Mahasiswa D3
Teknik Mesin Universitas Tidar angkatan 2017, Sholeh Azhar terancam drop out. Meskipun telah menyelesaikan tugas
akhirnya, kampus tidak dapat meluluskannya akibat ia belum memenuhi total
satuan kredit semester yang disyaratkan. Masalah akademik yang dialami Sholeh itu termasuk salah satu
tuntutan audiensi terbuka Mahasiswa Fakultas Teknik dengan tajuk “#Rapor Merah
Fakultas Teknik” pada Senin, (6/06) di Bantala Budaya UNTIDAR.
Sayangnya, audiensi yang
diselenggarakan oleh BEM Fakultas Teknik (FT) UNTIDAR tersebut tidak dihadiri
oleh Dekan Fakultas Teknik. Audiensi hanya dihadiri Wakil Dekan 1, Kepala
Jurusan Teknik Mesin, Sekretaris Jurusan Teknik Mesin, Kepala Jurusan Teknik
Elektro, dan Kepala Jurusan Teknik Sipil. Aspirasi mahasiswa disampaikan ke
Dekan Fakultas Teknik. Sehingga, pihak BEM FT masih menunggu hasil musyawarah
birokrasi mengenai kelanjutan masalah-masalah di Fakultas Teknik.

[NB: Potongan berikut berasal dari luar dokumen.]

PR #108, opened 2021-04-28
Add default scopes to GCloud tokens

ThePletch:
## Why

Our access tokens aren't valid to Jade anymore because they have no associated scopes. This change configures tokens with the four scopes (basically just "identify ourselves") that Jade expects for its API calls.

It also includes an unrelated change to the `forward_ports.sh` script to also handle pointing us at the correct Kubernetes cluster.


aherbst-broad (approved):
lgtm

eparkmonster (approved):

PR #109, opened 2021-04-29
Bump Dagster helm chart to newest version

ThePletch:
Does what it says on the tin. Changes include minor usability improvements for the Dagit dashboard.

Generally, we want to try and bump the Helm chart version in lockstep with bumping the Python dependency version.


aherbst-broad:
Should we bump the python versions as well? I see we are on 0.11.2 in the[ pyproject.toml](https://github.com/DataBiosphere/hca-ingest/blob/master/orchestration/dagster_orchestration/pyproject.toml)

ThePletch:
> Should we bump the python versions as well? I see we are on 0.11.2 in the[ pyproject.toml](https://github.com/DataBiosphere/hca-ingest/blob/master/orchestration/dagster_orchestration/pyproject.toml)

The version in the toml is a minimum version - we're currently on 0.11.6 in poetry.lock. I could definitely be convinced that we should pin the version directly in the toml rather than depend on the lock file, though.

aherbst-broad:
Yeah, I see no reason _not_ to pin; I think we want to keep the helm + toml in lockstep rather than let them potentially drift.

ThePletch:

Sebelumnya, permasalahan Sholeh
Azhar menarik simpati mahasiswa lainnya melalui petisi yang disebarkan sejak
Jumat, (3/06). Petisi
berjudul “Korban Kelalaian Birokrasi Kampus Mencari Keadilan” itu dibuat guna
menuntut pertanggungjawaban birokrat Fakultas Teknik. Hingga kini petisi itu
telah ditandatangani lebih dari 3.000 orang.
Pembuat petisi,
Denny Irawan selaku eks ketua DPM Fakultas Teknik tahun 2021 mengungkapkan,
sejak awal Sholeh mengetahui jika masih ada tiga mata kuliah yang belum
terselesaikan. Tiga mata kuliah tersebut meliputi Teknik Tenaga Listrik,
Keselamatan dan Kesehatan Kerja (K3), dan Proses Pemilihan Bahan. Meskipun
Satuan Kredit Semester (SKS) untuk pengajuan tugas akhirnya belum terpenuhi,
dosen pembimbing Sholeh justru menginstruksikan Sholeh untuk tetap melanjutkan
tugas akhir, sedangkan mata kuliah terkait dikesampingkan terlebih dahulu.
Setelah Sholeh
menyelesaikan tugas akhirnya, mata kuliah yang sebelumnya dikesampingkan itu
menjadi masalah. Terlebih saat ini Sholeh telah menempuh sepuluh semester
perkuliahan. Pengajuan perpanjangan semester pun tidak disetujui oleh pihak
kampus karena tidak ada landasan terkait permasalahan itu.
“Ini juga kesalahan Mas Sholeh, dia
tidak menyelesaikan mata kuliah tersebut yang mana seharusnya perkuliahan dapat
ditempuhnya dalam tiga tahun. Namun, yang menjadi pertanyaan adalah mengapa
dari pihak birokrasi akademik kampus tetap meloloskan pengajuan tugas akhir
padahal SKS yang diambil Mas Sholeh belum mencukupi?” tutur Denny.
Berdasarkan keterangan Fatih Naf’an,
Ketua BEM FT 2022, dosen PA Sholeh merespons masalahnya dengan permintaan maaf.
Pihak birokrasi menyarankan Sholeh untuk pindah kampus ke perguruan tinggi
swasta dibandingkan drop out yang
justru akan memengaruhi akreditasi prodi. Pemindahan tersebut dilakukan pada jenjang yang sama (D3) dengan
menyertakan transkrip nilai.
“Jadi transkrip nilai yang kurang
itu nanti ditagihkan ke perguruan tinggi swasta. Perkuliahan di sana pun dari
semester 4 dan nggak bisa langsung ke
tugas akhir,” tutur mahasiswa S1 Teknik Mesin itu.
“Harapan kami, pada surat keterangan
pindah itu nanti diberikan keterangan yang sejelas-jelasnya bahwasannya ini
kesalahan bukan kemurnian dari mahasiswa tapi ada kesalahan dari birokrasi yang
mengakibatkan tidak bisa lulus,” imbuhnya.
Menurutnya, agar tidak terjadi
permasalahan seperti yang dialami Sholeh lagi, birokrasi FT perlu membuat surat
perjanjian dengan mahasiswanya, bahwa birokrasi tidak akan mengulangi kesalahan
lagi. Apabila mengulanginya, akan ada konsekuensi yang lebih berat dari
permasalahan yang pertama ini. Selanjutnya, pembuatan dan pelaksanaan kebijakan
harus sesuai dengan Standard Operational
Procedure (SOP) yang ditentukan.
Hingga saat ini, reporter LPM MATA
masih mencari informasi lebih lanjut mengenai permasalahan tersebut.